───── Recorded data

PR #348, opened 2017-08-29
Temp hide show ui for plain and comment highlights

JustinHoldstock:
This change hides UI elements in the CRUD process of Plain and Comment highlight annotations.

**THIS IS A TEMPORARY CHANGE UNTIL WE CAN PROPERLY REFACTOR COMMENT AND PLAIN HIGHLIGHTS**

As always, tests to come :)


src/lib/annotations/BoxAnnotations.js
```diff
@@ -7,7 +7,7 @@ const ANNOTATORS = [
         NAME: 'Document',
         CONSTRUCTOR: DocAnnotator,
         VIEWER: ['Document', 'Presentation'],
-        TYPE: [TYPES.point, TYPES.highlight]
+        TYPE: [TYPES.point, TYPES.highlight, TYPES.highlight_comment]
```
pramodsum: 🎉

src/lib/annotations/doc/CreateHighlightDialog.js
```diff
@@ -315,6 +312,39 @@ class CreateHighlightDialog extends EventEmitter {
      * @return {HTMLElement} The element containing Highlight creation UI
      */
     createElement() {
+        const caretTemplate = this.isMobile
```
pramodsum: should we move these templates out into constants somewhere?

src/lib/annotations/doc/CreateHighlightDialog.js
```diff
@@ -323,42 +353,52 @@ class CreateHighlightDialog extends EventEmitter {
...
-        this.commentCreateEl.addEventListener('click', this.onCommentClick);
-        this.commentBox.addListener(CommentBox.CommentEvents.post, this.onCommentPost);
-        this.commentBox.addListener(CommentBox.CommentEvents.cancel, this.onCommentCancel);
+        // Events for highlight button
+        if (this.allowHighlight) {
+            this.highlightCreateEl = containerEl.querySelector(constants.SELECTOR_ADD_HIGHLIGHT_BTN);
+            this.highlightCreateEl.addEventListener('click', this.onHighlightClick);
+
+            if (this.hasTouch) {
+                this.highlightCreateEl.addEventListener('touchstart', this.stopPropagation);
```
pramodsum: maybe move the adding of these 2 event handlers into its own method? so you can just call it anywhere on w/e element you pass in?

src/lib/annotations/doc/DocAnnotator.js
```diff
@@ -99,19 +105,35 @@ class DocAnnotator extends Annotator {
...
+            allowHighlight: this.plainHighlightEnabled
         });
-        this.createHighlightDialog.addListener(CreateEvents.plain, this.createPlainHighlight);
-        this.createHighlightDialog.addListener(CreateEvents.comment, this.highlightCurrentSelection);
-        this.createHighlightDialog.addListener(CreateEvents.commentPost, this.createHighlightThread);
+
+        if (this.commentHighlightEnabled) {
+            this.highlightCurrentSelection = this.highlightCurrentSelection.bind(this);
+            this.createHighlightDialog.addListener(CreateEvents.comment, this.highlightCurrentSelection);
+            this.createHighlightThread = this.createHighlightThread.bind(this);
```
pramodsum: new line before this

src/lib/annotations/doc/DocAnnotator.js
```diff
@@ -390,7 +423,17 @@ class DocAnnotator extends Annotator {
         // Scale existing canvases on re-render
         this.scaleAnnotationCanvases(pageNum);
 
-        super.renderAnnotationsOnPage(pageNum);
+        if (this.threads && this.threads[pageNum]) {
```
pramodsum: Actually if you just leave the call to `super.renderAnnotationsOnPage(pageNum)`
We can modify annotator.renderAnnotationsOnPage() to this since w/e annotation types aren't supported will get filtered out w/ the call to `this.isModeAnnotatable(thread.type)`
```
        if (this.threads && this.threads[pageNum]) {
            this.threads[pageNum].forEach((thread) => {
                if (!this.isModeAnnotatable(thread.type)) {
                    return;
                }
                
                thread.show();
            });
        }
    }
```

Plus then it'll be applicable to any other annotation types we don't want to render :)

pramodsum: Check if there's anywhere else we can just make calls to `isModeAnnotatable()` to Annotator or AnnotationThread methods to clean up some of hackier logic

──────────

▶ **What the task asks**
Copy down the whole of the data above, matching it exactly.

▶ **Written answer**
PR #348, opened 2017-08-29
Temp hide show ui for plain and comment highlights

JustinHoldstock:
This change hides UI elements in the CRUD process of Plain and Comment highlight annotations.

**THIS IS A TEMPORARY CHANGE UNTIL WE CAN PROPERLY REFACTOR COMMENT AND PLAIN HIGHLIGHTS**

As always, tests to come :)


src/lib/annotations/BoxAnnotations.js
```diff
@@ -7,7 +7,7 @@ const ANNOTATORS = [
         NAME: 'Document',
         CONSTRUCTOR: DocAnnotator,
         VIEWER: ['Document', 'Presentation'],
-        TYPE: [TYPES.point, TYPES.highlight]
+        TYPE: [TYPES.point, TYPES.highlight, TYPES.highlight_comment]
```
pramodsum: 🎉

src/lib/annotations/doc/CreateHighlightDialog.js
```diff
@@ -315,6 +312,39 @@ class CreateHighlightDialog extends EventEmitter {
      * @return {HTMLElement} The element containing Highlight creation UI
      */
     createElement() {
+        const caretTemplate = this.isMobile
```
pramodsum: should we move these templates out into constants somewhere?

src/lib/annotations/doc/CreateHighlightDialog.js
```diff
@@ -323,42 +353,52 @@ class CreateHighlightDialog extends EventEmitter {
...
-        this.commentCreateEl.addEventListener('click', this.onCommentClick);
-        this.commentBox.addListener(CommentBox.CommentEvents.post, this.onCommentPost);
-        this.commentBox.addListener(CommentBox.CommentEvents.cancel, this.onCommentCancel);
+        // Events for highlight button
+        if (this.allowHighlight) {
+            this.highlightCreateEl = containerEl.querySelector(constants.SELECTOR_ADD_HIGHLIGHT_BTN);
+            this.highlightCreateEl.addEventListener('click', this.onHighlightClick);
+
+            if (this.hasTouch) {
+                this.highlightCreateEl.addEventListener('touchstart', this.stopPropagation);
```
pramodsum: maybe move the adding of these 2 event handlers into its own method? so you can just call it anywhere on w/e element you pass in?

src/lib/annotations/doc/DocAnnotator.js
```diff
@@ -99,19 +105,35 @@ class DocAnnotator extends Annotator {
...
+            allowHighlight: this.plainHighlightEnabled
         });
-        this.createHighlightDialog.addListener(CreateEvents.plain, this.createPlainHighlight);
-        this.createHighlightDialog.addListener(CreateEvents.comment, this.highlightCurrentSelection);
-        this.createHighlightDialog.addListener(CreateEvents.commentPost, this.createHighlightThread);
+
+        if (this.commentHighlightEnabled) {
+            this.highlightCurrentSelection = this.highlightCurrentSelection.bind(this);
+            this.createHighlightDialog.addListener(CreateEvents.comment, this.highlightCurrentSelection);
+            this.createHighlightThread = this.createHighlightThread.bind(this);
```
pramodsum: new line before this

src/lib/annotations/doc/DocAnnotator.js
```diff
@@ -390,7 +423,17 @@ class DocAnnotator extends Annotator {
         // Scale existing canvases on re-render
         this.scaleAnnotationCanvases(pageNum);
 
-        super.renderAnnotationsOnPage(pageNum);
+        if (this.threads && this.threads[pageNum]) {
```
pramodsum: Actually if you just leave the call to `super.renderAnnotationsOnPage(pageNum)`
We can modify annotator.renderAnnotationsOnPage() to this since w/e annotation types aren't supported will get filtered out w/ the call to `this.isModeAnnotatable(thread.type)`
```
        if (this.threads && this.threads[pageNum]) {
            this.threads[pageNum].forEach((thread) => {
                if (!this.isModeAnnotatable(thread.type)) {
                    return;
                }
                
                thread.show();
            });
        }
    }
```

Plus then it'll be applicable to any other annotation types we don't want to render :)

pramodsum: Check if there's anywhere else we can just make calls to `isModeAnnotatable()` to Annotator or AnnotationThread methods to clean up some of hackier logic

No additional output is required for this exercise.